Ted, Thanks a lot for your advice, i will try it. If anything take place, i will post it here.
Hi, Ted I checked debian 7.5/6 kernel src code, it hasn't merged commit 007649375f6af2 ,so this issue whih i met seems to be not caused by this commit. (In reply to Theodore Tso from comment #23) > Zhiyong, The ext4_mb_generate_buddy() error message just means that there > is an inconsistency between the allocation bitmap and the allocation > statistics in the block group descriptor.
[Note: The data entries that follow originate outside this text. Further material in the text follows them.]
PR #1284, opened 2023-10-02
chore(settings): add export store dev action

pwltr:
### Description

Adds a menu item to developer settings for exporting redux store.


src/screens/Settings/DevSettings/index.tsx
```diff
@@ -47,6 +49,29 @@ const DevSettings = ({
 		return warningsSelector(state, selectedWallet, selectedNetwork);
 	});
 
+	const exportStore = async (): Promise<void> => {
+		const time = new Date().getTime();
+		const store = JSON.stringify(getStore());
```
limpbrains: I suggest format it nicely before export

limpbrains (approved):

So people who just google for > "ext4_mb_generate_buddy" can often find old bugs that had similar symptoms. > The most recent bugfix in this area was caused by a backport of commit: > 007649375f6af2 ext4: initialize multi-block allocator before checking block > descriptors which caused errors after a replay. It was reverted in > mainline commit: f9ae9cf5d72b39 ext4: revert commit which was causing fs > corruption after journal replays You might want to check to see if that > might be applicable for your kernel.